> _ACTION ITEM_
Gather up every line from the entries below that uses the word "struct".

[Data records]
■ ■ ■

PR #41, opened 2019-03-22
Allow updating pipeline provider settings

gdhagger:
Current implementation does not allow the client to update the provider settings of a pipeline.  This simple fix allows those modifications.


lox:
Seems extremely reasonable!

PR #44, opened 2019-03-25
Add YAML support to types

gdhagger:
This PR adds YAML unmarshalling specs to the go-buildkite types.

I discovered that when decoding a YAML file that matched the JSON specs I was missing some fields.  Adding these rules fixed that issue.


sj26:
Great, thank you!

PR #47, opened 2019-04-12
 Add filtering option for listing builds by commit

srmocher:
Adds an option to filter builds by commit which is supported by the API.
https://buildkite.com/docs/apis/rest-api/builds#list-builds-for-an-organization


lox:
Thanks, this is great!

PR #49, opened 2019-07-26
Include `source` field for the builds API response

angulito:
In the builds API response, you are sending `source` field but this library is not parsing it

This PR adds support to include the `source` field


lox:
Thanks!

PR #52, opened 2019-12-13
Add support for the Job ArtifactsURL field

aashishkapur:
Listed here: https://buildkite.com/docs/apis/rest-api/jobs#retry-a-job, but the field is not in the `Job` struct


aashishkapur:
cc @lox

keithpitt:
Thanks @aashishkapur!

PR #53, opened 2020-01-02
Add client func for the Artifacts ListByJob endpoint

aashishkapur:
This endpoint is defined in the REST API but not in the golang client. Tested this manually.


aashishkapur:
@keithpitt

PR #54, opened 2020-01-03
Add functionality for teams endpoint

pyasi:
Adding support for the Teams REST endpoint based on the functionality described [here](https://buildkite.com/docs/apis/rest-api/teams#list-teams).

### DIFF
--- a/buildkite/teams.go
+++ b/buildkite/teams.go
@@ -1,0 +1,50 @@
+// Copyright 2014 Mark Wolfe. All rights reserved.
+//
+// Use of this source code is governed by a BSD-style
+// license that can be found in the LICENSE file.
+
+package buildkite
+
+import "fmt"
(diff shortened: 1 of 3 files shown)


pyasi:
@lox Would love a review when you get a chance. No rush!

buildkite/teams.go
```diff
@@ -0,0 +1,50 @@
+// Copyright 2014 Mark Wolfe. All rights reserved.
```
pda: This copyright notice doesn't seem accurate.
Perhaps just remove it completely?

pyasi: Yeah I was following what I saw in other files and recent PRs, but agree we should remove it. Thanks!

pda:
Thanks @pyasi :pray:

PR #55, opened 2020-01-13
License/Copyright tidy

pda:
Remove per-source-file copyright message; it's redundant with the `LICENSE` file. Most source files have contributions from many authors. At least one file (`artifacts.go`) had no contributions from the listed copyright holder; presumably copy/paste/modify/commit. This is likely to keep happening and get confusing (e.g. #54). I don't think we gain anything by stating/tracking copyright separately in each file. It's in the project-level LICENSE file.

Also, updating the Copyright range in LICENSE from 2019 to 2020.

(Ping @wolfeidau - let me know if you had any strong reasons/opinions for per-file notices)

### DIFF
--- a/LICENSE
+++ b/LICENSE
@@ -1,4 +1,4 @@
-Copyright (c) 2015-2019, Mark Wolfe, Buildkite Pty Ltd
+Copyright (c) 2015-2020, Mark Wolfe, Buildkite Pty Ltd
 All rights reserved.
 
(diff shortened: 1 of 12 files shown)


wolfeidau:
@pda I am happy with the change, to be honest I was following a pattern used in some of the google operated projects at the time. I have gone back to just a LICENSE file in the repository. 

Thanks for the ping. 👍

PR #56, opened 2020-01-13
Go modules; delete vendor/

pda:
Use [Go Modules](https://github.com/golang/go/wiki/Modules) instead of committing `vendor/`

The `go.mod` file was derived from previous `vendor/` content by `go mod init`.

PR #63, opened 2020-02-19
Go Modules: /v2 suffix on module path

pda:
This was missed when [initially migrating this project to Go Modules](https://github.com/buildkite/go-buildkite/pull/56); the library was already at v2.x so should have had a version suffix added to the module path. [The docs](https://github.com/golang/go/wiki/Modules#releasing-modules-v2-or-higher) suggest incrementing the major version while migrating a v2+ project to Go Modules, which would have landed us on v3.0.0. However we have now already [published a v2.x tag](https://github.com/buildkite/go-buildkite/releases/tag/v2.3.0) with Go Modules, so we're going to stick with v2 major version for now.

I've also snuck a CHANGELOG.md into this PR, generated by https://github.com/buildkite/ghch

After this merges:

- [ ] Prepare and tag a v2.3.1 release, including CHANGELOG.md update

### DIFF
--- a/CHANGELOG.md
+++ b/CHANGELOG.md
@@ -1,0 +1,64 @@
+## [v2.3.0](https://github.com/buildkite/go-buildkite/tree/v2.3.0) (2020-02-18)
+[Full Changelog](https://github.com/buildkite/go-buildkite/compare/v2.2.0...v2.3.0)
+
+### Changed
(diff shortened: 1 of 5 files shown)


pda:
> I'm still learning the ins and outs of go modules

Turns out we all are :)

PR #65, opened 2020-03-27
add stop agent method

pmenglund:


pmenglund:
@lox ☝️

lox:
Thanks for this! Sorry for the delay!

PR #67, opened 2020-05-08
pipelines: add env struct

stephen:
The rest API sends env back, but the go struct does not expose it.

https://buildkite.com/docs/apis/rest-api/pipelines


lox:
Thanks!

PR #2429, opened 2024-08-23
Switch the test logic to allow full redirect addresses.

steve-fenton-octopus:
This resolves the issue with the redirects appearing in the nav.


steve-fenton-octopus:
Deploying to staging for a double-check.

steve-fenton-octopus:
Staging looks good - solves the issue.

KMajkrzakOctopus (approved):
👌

■ ■ ■

> _RESPONSE BOX_
Listed here: https://buildkite.com/docs/apis/rest-api/jobs#retry-a-job, but the field is not in the `Job` struct
pipelines: add env struct
The rest API sends env back, but the go struct does not expose it.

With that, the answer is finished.